Again though, it's not necessarily a kickback, if you do that as a company you're just making things easier for yourself. There's probably no technical reason that the software couldn't run on Windows 7 next year - however, by officially supporting it, they're having to open their tech support lines to a lot more customers, maintain test environments, do a lot more QA before releasing, etc.
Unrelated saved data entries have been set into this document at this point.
PR #1252, opened 2016-11-08
[ADAM-1196] Add support for open ReferenceRegions.

### LINKED ISSUE #1196: Allow open-ended intervals in loadIndexedBam
Intervals' start and end has to be specified in a ReferenceRegion [before being passed to `loadIndexedBam`](https://github.com/bigdatagenomics/adam/blob/b903cfde5740186888998c2bce7e29b8ab310405/adam-core/src/main/scala/org/bdgenomics/adam/rdd/ADAMContext.scala#L479).

It would be nice to allow intervals of the form `[N,∞)` without resorting to making callers use `Long.MaxValue` or the like.

The right model would be a sort of `ReferenceRegion`-precursor, shaped like `(String, Long, Option[Long])`, that basically only exists ephemerally in the course of loading subsets of indexed BAMs.

Guacamole has some code that does basically this [here](https://github.com/hammerlab/guacamole/blob/master/src/main/scala/org/hammerlab/guacamole/loci/set/LociParser.scala#L57-L95), allowing open-ended intervals, whole contigs, and "all" and "none" keywords, then resolving things into concrete `ReferenceRegion`s once contig-lengths are available, after parsing a BAM header.

fnothaft:
Resolves #1196.

### DIFF
--- a/adam-core/src/main/scala/org/bdgenomics/adam/models/ReferenceRegion.scala
+++ b/adam-core/src/main/scala/org/bdgenomics/adam/models/ReferenceRegion.scala
@@ -73,6 +73,44 @@ object ReferenceRegion {
   implicit def orderingForOptionalPositions = OptionalRegionOrdering
 
   /**
+   * Creates a reference region that starts at the beginning of a contig.
+   *
+   * @param referenceName The name of the reference contig that this region is
+   *   on.
+   * @param end The end position for this region.
+   * @return Returns a reference region that goes from the start of a contig to
+   *   a user provided end point.
+   */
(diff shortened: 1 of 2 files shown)


heuermh:
LGTM, is this really all that is necessary?

fnothaft:
I think so, but ideally @ryan-williams can comment. It looks like the code he referenced earlier in Guacamole disappeared, so I'm not 100% sure what he was thinking the interface would look like.

heuermh:
Thank you, @fnothaft!

Issue #1222, opened 2016-10-23
Instrumentation is lost in ShuffleRegionJoin


fnothaft:
Not sure why this happens, but I ran into it. TBD whether the problem is in ADAM or upstream.

PR #1253, opened 2016-11-08
Misc shuffle join fixes.

### LINKED ISSUE #1220: GenomicRDD shuffle region join passes partition count to partition size
Leads to joined RDDs having a hilarious number of partitions. See https://github.com/bigdatagenomics/adam/blob/master/adam-core/src/main/scala/org/bdgenomics/adam/rdd/ShuffleRegionJoin.scala#L125 vs https://github.com/bigdatagenomics/adam/blob/master/adam-core/src/main/scala/org/bdgenomics/adam/rdd/GenomicRDD.scala#L362. Interestingly, this seems to work, but with bad performance. Fortunately, there is a WAR since you can override the value passed to `partitionLength` through the `optPartitions` parameter. This'll be a simple fix.

fnothaft:
Resolves #1220, #1222. Could use some more unit test coverage; I'll make a pass back and get that.


heuermh:
`<ping>`   Ready to go or wait for more unit tests?

fnothaft:
Not quite ready to go yet, will get to the tests today.

fnothaft:
Added commit c01b8a7, which adds a LOT of tests (and fixes some bugs that the tests uncovered). This is good to go now from my side. I think c01b8a7 should get squashed into 11725a8 before merging, though.

heuermh:
Could you squash these commits as you'd like?  Then I'll merge using the Rebase and Merge button.

fnothaft:
@heuermh I decided not to squash any of the commits down, but I amended the last commit message to make it more clear about what the last commit does. I've just pushed.

heuermh:
Thank you, @fnothaft!

PR #1254, opened 2016-11-08
[ADAM-1221] Bump Spark/Hadoop versions.

fnothaft:
Resolves #1221.

PR #1258, opened 2016-11-10
[ADAM-1221] Bump Spark/Hadoop versions.

fnothaft:
Reverts #1254, then reapplies commit but while fixing sed replacement line.

### DIFF
--- a/scripts/move_to_spark_2.sh
+++ b/scripts/move_to_spark_2.sh
@@ -2,7 +2,7 @@
 
 set +x
 
-svp="\${scala\.version\.prefix}"
+svp="\${scala.version.prefix}"
 substitution_cmd="s/_$svp/-spark2_$svp/g"
 
 find . -name "pom.xml" -exec sed \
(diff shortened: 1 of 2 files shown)


fnothaft:
This is still wrong!

scripts/move_to_spark_2.sh
```diff
@@ -2,10 +2,12 @@
 
 set +x
 
-svp="\${scala\.version\.prefix}"
+svp="\${scala.version.prefix}"
 substitution_cmd="s/_$svp/-spark2_$svp/g"
 
 find . -name "pom.xml" -exec sed \
+    -e "/utils-/ s/_2\.10/-spark2_2.10/g" \
+    -e "/adam-/ s/_2\.10/-spark2_2.10/g" \
```
heuermh: Does this mean we're missing `${scala.version.prefix}` somewhere, or are we intentionally not using it somewhere, in artifactId perhaps?

fnothaft: That line of thought was what led me to delete it originally. However, yeah, we're intentionally not using SVP in the artifact names. That is what #1254 broke. This looks to be passing but I'd like to go over the CI logs before we merge.

heuermh:
Thank you, @fnothaft!

Issue #1083, opened 2016-07-18
Clean up packages


fnothaft:
Documentation and packaging cleanup for:

- [ ] `org.bdgenomics.adam.models`
- [x] `org.bdgenomics.adam.projections`
- [ ] `org.bdgenomics.adam.rich` see #1263
- [x] `org.bdgenomics.adam.serialization`
- [x] `org.bdgenomics.adam.util`
- [x] `org.bdgenomics.adam.rdd` classes not cleaned up in #1051

heuermh:
I'd like to propose the following package name changes:
```
org.bdgenomics.adam.rdd.features --> org.bdgenomics.adam.feature
org.bdgenomics.adam.rdd.variation --> org.bdgenomics.adam.variant
```

heuermh:
object `Timers` in package `org.bdgenomics.adam.instrumentation` could use some higher level doc, when to define one, how to use one, etc.

fnothaft:
+1 @heuermh

PR #1263, opened 2016-11-12
Clean up `org.bdgenomics.adam.rich` package.

fnothaft:
Towards #1083.

* Added scaladoc to all classes/methods that were missing docs.
* Deprecated `ReferenceSequenceContext`
* Deprecated implicit conversions to/from `RichAlignmentRecord` and eliminated dead code.
* Made `RichCigar` package private to `org.bdgenomics.adam`. It is only used in `org.bdgenomics.algorithms.consensus`. I considered moving it over, but decided to keep all "enriched" classes in `org.bdgenomics.adam.rich`. I did eliminate the `RichCigar` singleton and make `RichCigar` a case class, while moving the only non-`apply` method over to `org.bdgenomics.adam.algorithms.consensus.ConsensusGenerator` as a private method.

b4f0eeb8c108725ea04ff41b985112c1ee079845 deletes `org.bdgenomics.adam.rich.RichGenotype`, which is unused. I wasn't sure if we wanted to do this, as `RichGenotype` is kinda useful. Thoughts?


adam-core/src/main/scala/org/bdgenomics/adam/rich/RichGenotype.scala
```diff
@@ -1,112 +0,0 @@
...
-object RichGenotype {
-  implicit def genotypeToRichGenotype(g: Genotype) = new RichGenotype(g)
-  implicit def richGenotypeToGenotype(g: RichGenotype) = g.genotype
-}
-
-class RichGenotype(val genotype: Genotype) {
-
-  def ploidy: Int = genotype.getAlleles.size
-
-  def getType: GenotypeType = {
```
heuermh: There is so much difficulty explaining what the different types mean I don't find `GenotypeType` very useful.

Hail defines even more genotype flags

genotype field | definition
------------ | -------------
`isHomRef` | true if this call is 0/0 
`isHet` | true if this call is heterozygous 
`isHetRef` | true if this call is 0/k with k>0 
`isHetNonRef` | true if this call is j/k with j>0 
`isHomVar` | true if this call is j/j with j>0 
`isCalledNonRef` | true if either isHet or isHomVar is true 
`isCalled` | true if the genotype is not ./. 
`isNotCalled` | true if the genotype is ./. 

and still doesn't distinguish partial no-calls.

adam-core/src/test/scala/org/bdgenomics/adam/converters/VariantContextConverterSuite.scala
```diff
@@ -80,7 +80,7 @@ class VariantContextConverterSuite extends ADAMFunSuite {
 
     assert(adamVC.genotypes.size === 0)
 
-    val variant = adamVC.variant
+    val variant = adamVC.variant.variant
```
fnothaft: Correct.

adam-core/src/main/scala/org/bdgenomics/adam/rich/RichAlignmentRecord.scala
```diff
@@ -37,72 +37,46 @@ import scala.collection.immutable.NumericRange
...
-    }
-    len
-  }
-
-  def apply(record: AlignmentRecord) = {
-    new RichAlignmentRecord(record)
-  }
 
+  @deprecated("Use explicit coversion wherever possible in new development.",
+    since = "0.21.0")
```
fnothaft: See above/#577.

adam-core/src/main/scala/org/bdgenomics/adam/rich/ReferenceSequenceContext.scala
```diff
@@ -17,11 +17,24 @@
...
+ * @param pos The position this residue is aligned at.
+ * @param referenceBase The base that is in the reference at this position
+ * @param cigarElement The CIGAR element covering this residue in the
+ *   read-to-reference alignment.
+ * @param cigarElementOffset The position of this base within the CIGAR
+ *   element.
  */
-
-case class ReferenceSequenceContext(pos: Option[ReferencePosition], referenceBase: Option[Char], cigarElement: CigarElement, cigarElementOffset: Int)
+@deprecated("don't use ReferenceSequenceContext in new development",
```
heuermh: Thanks, I'm good since there is a ticket to track

adam-core/src/main/scala/org/bdgenomics/adam/models/VariantContext.scala
```diff
@@ -92,7 +92,7 @@ object VariantContext {
    * @return VariantContext corresponding to the data above.
    */
   def apply(kv: (ReferencePosition, Variant, Iterable[Genotype], Option[DatabaseVariantAnnotation])): VariantContext = {
-    new VariantContext(kv._1, kv._2, kv._3, kv._4)
+    new VariantContext(kv._1, RichVariant(kv._2), kv._3, kv._4)
```
fnothaft: I think we could drop the rich variant, but I'm not entirely sure.

adam-core/src/main/scala/org/bdgenomics/adam/rich/RichGenotype.scala
heuermh: As is, yeah.  If these flags (or even extended ones as in Hail) turn out to be useful, then perhaps they could be added to the schema as flags instead of an enum.

fnothaft: SGTM

fnothaft:
Rebased. @heuermh can you review and see if there are any changes needed. As far as I can tell, we are good to go.

fnothaft:
Rebased and fixed conflicts and compile issue.

heuermh:
Thank you, @fnothaft!

PR #1264, opened 2016-11-13
Finishing up the cleanup on org.bdgenomics.adam.rdd.

fnothaft:
* Made `MDTagging` private to `read`. Exposed it through `AlignmentRecordRDD`.
  Cleaned up where it was used in `Transform`.
* Made `FlagStat` and most related models private to `read`.
* Made all `read.recalibration` and `read.realignment` classes private to
  package. Depending on the class, this varied from:
  * `adam` for classes that need to be registered with `kryo`
  * `read` for the core `RealignIndels` and `BaseQualityRecalibrator` engines
  * Their subpackage where possible.
* Made class values for genomic partitioners as private as possible.
* Added documentation to all `InFormatter`s, `InFormatterCompanion`s, and `OutFormatter`s. Made the `InFormatter`s package private with private constructors.
* Added method/class level scaladoc where missing.
* Moved `org.bdgenomics.adam.cli.FlagStatSuite` to `org.bdgenomics.adam.read`, along with the `NA12878.sam` test resource, which was otherwise unused in the `adam-cli` submodule.


heuermh:
I may have asked elsewhere, it seems like the `InFormatter`s and `OutFormatter`s need to be publicly accessible, i.e.

https://github.com/heuermh/adam-snpeff/blob/master/src/main/scala/com/github/heuermh/adam/snpeff/AdamSnpEff.scala#L52

It may be that I'm not using them correctly here, in that they aren't really implicit if I have to explicitly instantiate them.

fnothaft:
The `InFormatterCompanion` and `OutFormatter` need to be public. The `InFormatter` has to be accessible from `rdd`, but it's constructor only has to be accessible from the companion.

heuermh:
Thanks for the clarification.  I'll take a closer look at the formatter docs and the rest of this pull request tomorrow morning.

heuermh:
Thank you, @fnothaft!

PR #713, opened 2023-11-14
feat: lineage handle other node types

AdiGajbhiye:
## Checklist


src/webview_provider/newLineagePanel.ts
```diff
@@ -601,6 +608,11 @@ export class NewLineagePanel implements LineagePanelView {
         upstreamCount,
         downstreamCount,
         nodeType,
+        materialization: node?.config?.materialized,
```
mdesmet, line 611: I don't think materialized is always available if config is provided

mdesmet:
image
ephemeral seems to be missing icon.

mdesmet (commented):
LGTM except missing icon for ephemeral

mdesmet:
What about? I think we should restrict this to only models and snapshots as only those can be compiled.

```
if (node.config.materialized !== "seed") {
            compiledSql = await project.compileNode(node.name);
            if (!compiledSql) {
              return;
            }
          }
```

lionsardesai:
Few issues happening due to the last few changes.
before:
image
now:
image
Lineage not going all the way to the seed node.

src/webview_provider/newLineagePanel.ts
```diff
@@ -365,18 +367,19 @@ export class NewLineagePanel implements LineagePanelView {
     try {
       await Promise.all([
         ...Object.values(visibleTables).map(async (node) => {
-          let compiledSql: string | undefined;
-          if (node.config.materialized === "ephemeral") {
+          const nodeType = node.uniqueId.split(".")?.[0];
+          if (
+            !(nodeType === "model" || nodeType === "snapshot") ||
+            (nodeType === "model" && node.config.materialized === "ephemeral")
```
lionsardesai, line 373: added this because if we try to compile ephemeral models, we are getting the error that one of our users was also facing. for dbt-core 1.3, the error is: `Asked to compile class 'dbt.contracts.graph.compiled.CompiledModelNode' node, but it has no compiled form`

lionsardesai: also since the rest of the code deals with schema+compiled sql, by adding this condition we are skipping schema get for seed and source type of nodes

src/webview_provider/newLineagePanel.ts
```diff
@@ -365,18 +367,19 @@ export class NewLineagePanel implements LineagePanelView {
...
             return;
           }
-          if (node.config.materialized !== "seed") {
-            compiledSql = await project.compileNode(node.name);
-            if (!compiledSql) {
-              return;
-            }
+          const compiledSql = await project.compileNode(node.name);
+          if (!compiledSql) {
+            return;
```
lionsardesai, line 382: skip this check for seed node. compiledSql will be empty for seed but it will skip the schema get below

lionsardesai:
Another issue happening in this branch is if i have a model that has a source as a parent, clicking on the plus sign kills the webview (blank white page appears).

lionsardesai:
Other items from anand's list:
- Handle case of no lineage better - currently we dont give a message to the user if no lineage was found. We should also not grey out things if there is nothing to highlight.
- Sources columns are missing - view details is empty / sync with DB is missing/not working
- Disable view details for ephemeral models since they wont have columns in DB.
- test on dbt 1.3 (I have pushed a project [here](https://github.com/AltimateAI/sample_dbt_projects/tree/main/jaffle_shop_altimate) that should have the set up needed to run things in dbt 1.3. You will need python <= 3.10 for this to work. create a new virtual env using the pyproject.toml file in this project. All the errors shown here are also based off of that project.

mdesmet (approved):

PR #717, opened 2023-11-17
fix: state saving not working if someone ignored the walkthrough prompt

### LINKED ISSUE #407: Add ability to disable notifications
### Describe the feature

I want to disable irrelevant notifications, that I see after every VSCode startup.
image

Why these errors irrelevant for me?
* `An error occured while initializing the dbt project: Runtime Error Credentials in profile "dbt_[clientname]", target "dev" invalid: ['project_id'] is not valid under any of the given schemas`
I'm using one project directory as a template for creating new projects
* `An error occured while initializing the dbt project: Runtime Error dbt cannot run because no profile was specified for this dbt project. To specify a profile for this project, add a line like the this to your dbt_project.yml file: profile: [profile name] Here, [profile name] should be replaced with a profile name defined in your profiles.yml file. You can find profiles.yml here: /home/ivantoriya-ubuntu20_04_4/.dbt/profiles.yml`
same as above + I'm storing profiles in a different way
* `dbt Power User detected 17 projects in your work space, this will negatively affect performance.`
My performance not affected 

* It can't be done in VSCode settings.
* I don't want to change my setup, because of that.

### Who will benefit?

Me, my team, and someone else with a similar issue.

lionsardesai:
Fix #407 

## Checklist

### DIFF
--- a/src/manifest/dbtProjectContainer.ts
+++ b/src/manifest/dbtProjectContainer.ts
@@ -184,17 +184,17 @@ export class DBTProjectContainer implements Disposable {
   }
 
   setToWorkspaceState(key: string, value: any) {
-    this.context?.workspaceState.update(key, value);
+    this.context!.workspaceState.update(key, value);
   }
   getFromWorkspaceState(key: string): any {
-    return this.context?.workspaceState.get(key);
+    return this.context!.workspaceState.get(key);
   }
   setToGlobalState(key: string, value: any) {
-    this.context?.globalState.update(key, value);
+    this.context!.globalState.update(key, value);
   }
 
   getFromGlobalState(key: string): any {
-    return this.context?.globalState.get(key);
+    return this.context!.globalState.get(key);
   }
 
   get extensionId(): string {
--- a/src/manifest/dbtProjectContainer.ts
+++ b/src/manifest/dbtProjectContainer.ts
@@ -134,9 +134,8 @@ export class DBTProjectContainer implements Disposable {
     );
     if (answer === PromptAnswer.YES) {
       commands.executeCommand("dbtPowerUser.openSetupWalkthrough");
-    } else if (answer === PromptAnswer.IGNORE) {
-      this.setToGlobalState("showSetupWalkthrough", false);
-    }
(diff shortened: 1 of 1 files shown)


src/manifest/dbtProjectContainer.ts
```diff
@@ -192,7 +194,7 @@ export class DBTProjectContainer implements Disposable {
   }
 
   getFromGlobalState(key: string): any {
-    this.context?.globalState.get(key);
+    return this.context?.globalState.get(key);
```
mdesmet, line 197: Shouldn't the context always be available here?

src/manifest/dbtProjectContainer.ts
```diff
@@ -134,12 +134,14 @@ export class DBTProjectContainer implements Disposable {
     );
     if (answer === PromptAnswer.YES) {
       commands.executeCommand("dbtPowerUser.openSetupWalkthrough");
+    } else if (answer === PromptAnswer.IGNORE) {
+      this.setToGlobalState("showSetupWalkthrough", false);
     }
```
mdesmet, line 139:
```suggestion
    if (answer === PromptAnswer.YES) {
      commands.executeCommand("dbtPowerUser.openSetupWalkthrough");
    } 
    this.setToGlobalState("showSetupWalkthrough", false);
```

mdesmet (approved):
LGTM

src/manifest/dbtProjectContainer.ts
mdesmet: Also `getFromGlobalState` should accept type similar like globaState.get

mdesmet: make also use of this method in walkthrough.

src/manifest/dbtProjectContainer.ts
lionsardesai: doing this will set the flag even if user clicks on the x mark to close the prompt instead of clicking on the button ignore. X mark should mean ignore the prompt and not take action so doing this.

PR #721, opened 2023-11-20
fix: handle source node

AdiGajbhiye:
## Checklist

### DIFF
--- a/src/manifest/parsers/graphParser.ts
+++ b/src/manifest/parsers/graphParser.ts
@@ -85,6 +85,7 @@ export class GraphParser {
       const nodeName = restNodeName.join(".");
       switch (nodeType) {
         case "source": {
+          // TODO: match source label to graph children nodes key
           const [sourceName, tableName] = nodeName.split(".");
           const url = sourceMetaMap
             .get(sourceName)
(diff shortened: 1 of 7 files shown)


src/manifest/parsers/graphParser.ts
```diff
@@ -89,11 +89,7 @@ export class GraphParser {
           const url = sourceMetaMap
             .get(sourceName)
             ?.tables.find((table) => table.name === tableName)?.path!;
-          return new Source(
-            `${tableName} (${sourceName})`,
-            parentNodeName,
-            url,
-          );
+          return new Source(sourceName, parentNodeName, url);
```
mdesmet, line 92: Why this change?

src/webview_provider/newLineagePanel.ts
```diff
@@ -252,19 +300,47 @@ export class NewLineagePanel implements LineagePanelView {
...
     }
+    const project = this.getProject();
+    if (!project) {
+      return;
+    }
     if (nodeType === DBTProject.RESOURCE_TYPE_SOURCE) {
       const { sourceMetaMap } = event;
       const splits = tableKey.split(".");
-      const schema = splits[2];
+      const sourceName = splits[2];
```
suryaiyer95, line 310: Is there a case where length might be > 4?

mdesmet:
Lineage is not working with sources

image

mdesmet (approved):

PR #733, opened 2023-11-27
Fix: source cll

AdiGajbhiye:
## Checklist

### DIFF
--- a/src/altimate.ts
+++ b/src/altimate.ts
@@ -1,7 +1,7 @@
 import { window, workspace } from "vscode";
 import { provideSingleton } from "./utils";
 import fetch from "node-fetch";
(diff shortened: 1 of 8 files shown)


src/altimate.ts
```diff
@@ -1,34 +1,44 @@
...
 
 interface Schemas {
   [key: string]: { [key: string]: unknown };
 }
 
+export type ModelNode = Pick<
+  NodeMetaData,
+  "database" | "schema" | "name" | "alias" | "uniqueId" | "columns"
+>;
+
```
mdesmet, line 25: Please make this an explicit interface. No need to use NodeMetadata here.

mdesmet (commented):
LGTM except small remark on Altimate interface.

PR #740, opened 2023-12-01
fix: cll edge cases

AdiGajbhiye:
## Overview

- fix terminating conditions for cll to avoid unnecessary API request
- not making API requests when no targets
- for upstream expansion, instead of getting parent models, getting ancestor models(not ephemeral)
- fix error message for ephemeral case
- fix unnecessary models were being sent when see more nodes present
- fix table list item in see more side panel
- auto expanding table lineage for ephemeral models
- fix identifier for source table

## Checklist

### DIFF
--- a/src/manifest/dbtProject.ts
+++ b/src/manifest/dbtProject.ts
@@ -62,7 +62,13 @@ interface FileNameTemplateMap {
   [key: string]: string;
 }
 
-interface ResolveReferenceResult {
+interface ResolveReferenceNodeResult {
+  database: string;
+  schema: string;
+  alias: string;
+}
+
+interface ResolveReferenceSourceResult {
   database: string;
   schema: string;
   alias: string;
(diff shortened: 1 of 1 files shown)


src/manifest/dbtProject.ts
```diff
@@ -625,11 +627,11 @@ export class DBTProject implements Disposable {
...
-    return this.getColumsOfRelation(
-      node.database,
-      node.schema,
-      node.alias || tableName,
-    );
+    let _tableName = node.alias || tableName;
+    if (node.resource_type === DBTProject.RESOURCE_TYPE_SOURCE) {
+      _tableName = node.identifier;
+    }
+    return this.getColumsOfRelation(node.database, node.schema, _tableName);
```
mdesmet, line 634: This should only be called for sources. Please adapt it in that way.

mdesmet: Ideally the `ResolveReferenceResult` should be split per Source vs node as they don't have same properties.

mdesmet (commented):
LGTM except the logic in `getColumnsOfSource`

src/manifest/dbtProject.ts
AdiGajbhiye: For now, I have directly used `node.identifier`. Will change `ResolveReferenceResult` in future PR

mdesmet (approved):

PR #749, opened 2023-12-05
feat: Add packagesInstallPath fetch method

gaurpulkit:
## Checklist

### DIFF
--- a/src/manifest/dbtProject.ts
+++ b/src/manifest/dbtProject.ts
@@ -334,6 +334,9 @@ export class DBTProject implements Disposable {
       await this.python?.lock(
         (python) => python!`to_dict(project.safe_parse_project(${init}))`,
       );
+      // Add dbt packagesInstallPath in dbt modules
+      const packagesInstallPath = await this.findPackagesInstallPath();
+      DBTProject.DBT_MODULES.push(packagesInstallPath);
       if (init) {
         this.adapterType = (await this.python?.lock(
           (python) => python!`project.config.credentials.type`,
@@ -1009,6 +1012,14 @@ select * from renamed
         : false) ||
       "target"
     );
+  }
+
+  async findPackagesInstallPath() {
+    const packages_install_path = await this.python?.lock(
+      (python) => python!`to_dict(project.config.packages_install_path)`,
+    );
+    console.log(`Packages install path: ${packages_install_path}`);
+    return packages_install_path;
   }
 
   private async refresh() {
--- a/src/manifest/dbtProject.ts
+++ b/src/manifest/dbtProject.ts
@@ -93,7 +93,7 @@ export class DBTProject implements Disposable {
   private macroPaths: string[];
   private python?: PythonBridge;
   private pythonBridgeInitialized = false;
-  public initializationException: any | null = null;
+  private initializationException?: Error;
 
   private _onProjectConfigChanged =
     new EventEmitter<ProjectConfigChangedEvent>();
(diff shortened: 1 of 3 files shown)


src/manifest/dbtProject.ts
```diff
@@ -334,6 +334,9 @@ export class DBTProject implements Disposable {
       await this.python?.lock(
         (python) => python!`to_dict(project.safe_parse_project(${init}))`,
       );
+      // Add dbt packagesInstallPath in dbt modules
+      const packagesInstallPath = await this.findPackagesInstallPath();
+      DBTProject.DBT_MODULES.push(packagesInstallPath);
```
mdesmet, line 339: If we can reliably retrieve the packagesInstallPath no need for a constant. Please remove the usage of the constant and use `await this.findPackagesInstallPath();`
Also as this involves a lock it might be better to cache all configs in a local variable in the The dbtProject instead. We probably need more configs.

src/manifest/dbtWorkspaceFolder.ts
```diff
@@ -127,6 +162,11 @@ export class DBTWorkspaceFolder implements Disposable {
         projectConfig,
         this._onManifestChanged,
       );
+      try {
+        await dbtProject.initializePythonBridge();
+      } catch (exc: any) {
+        dbtProject.initializationException = exc;
```
mdesmet, line 168: See above comment, this shouldn't use a property of `dbtProject`

src/manifest/dbtWorkspaceFolder.ts
```diff
@@ -83,7 +79,34 @@ export class DBTWorkspaceFolder implements Disposable {
...
+    );
+    await Promise.all(
+      this.dbtProjects.map(async (project) => {
+        await project.initializeDBTProject();
+      }),
+    );
+
+    // Exception handling after filtering
+    this.dbtProjects.map((project) => {
+      project.handlePythonBridgeException();
```
mdesmet, line 108: This code should also be moved here. No need to have a public method and a variable for the exception

src/manifest/dbtWorkspaceFolder.ts
```diff
@@ -83,7 +79,34 @@ export class DBTWorkspaceFolder implements Disposable {
...
+      }),
+    );
+    await Promise.all(
+      this.dbtProjects.map(async (project) => {
+        await project.initializeDBTProject();
+      }),
+    );
+
+    // Exception handling after filtering
+    this.dbtProjects.map((project) => {
```
mdesmet, line 107: use `forEach`

src/manifest/dbtWorkspaceFolder.ts
```diff
@@ -152,20 +192,23 @@ export class DBTWorkspaceFolder implements Disposable {
...
-  private unregisterDBTProject(uri: Uri) {
+  private async unregisterDBTProject(uri: Uri) {
     const projectToDelete = this.dbtProjects.find(
       (dbtProject) => dbtProject.projectRoot.fsPath === uri.fsPath,
     );
     if (projectToDelete === undefined) {
       return;
     }
+    // Close python bridge
+    await projectToDelete.closePythonBridge();
```
mdesmet, line 203: Move this call to dispose of dbtProject and wrap this in try catc.

src/manifest/dbtProject.ts
```diff
@@ -1011,6 +1040,14 @@ select * from renamed
     );
   }
 
+  async findPackagesInstallPath() {
+    const packages_install_path = await this.python?.lock(
+      (python) => python!`to_dict(project.config.packages_install_path)`,
+    );
+    console.log(`Packages install path: ${packages_install_path}`);
```
mdesmet, line 1047: Remove this line as this log line is not super useful, we would not know the packages install path belongs to which project for example.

It's a cost to the company (although for what they charge you'd think they could suck it up).

 

I'm not saying I LIKE that approach and it's a bit short sighted to be dropping 7 support while it's still got a few years of life left with MS (you'd think they wouldn't do that until 2019/2020 actually came around) but I've dealt with vendors of that kind of software before and they're usually in a very privileged position because their application is highly specialised and it's not likely that you'll be able to simply pull out support with it and use something else so you'll actually comply with their conditions. Don't like Office? You could use LibreOffice, or OpenOffice, or the IBM fork of OpenOffice, there are some options. Don't like your specialist radio antenna design package? Tough, unless you want to write your own. When I still worked with people who did CAD stuff it was only ever SolidWorks or AutoCAD, with the decision usually made depending on what was used by anyone you collaborated with since the interoperability between the two was pretty much nil.

 

I've also worked with companies who have the absolute opposite approach; "what's that sir, you want to run our application on Windows 10? No, we don't support that, we're still developing on Windows 7 here with no plans to upgrade until it's end of life so that's the only platform that we can offer you support with, maybe if you try installing it on Windows 10 then you could let us know how it goes?". No, I'm not going to do your job for you, and I'm not going to put off all future upgrade plans based on your terrible schedule. I know which approach I'd prefer, personally...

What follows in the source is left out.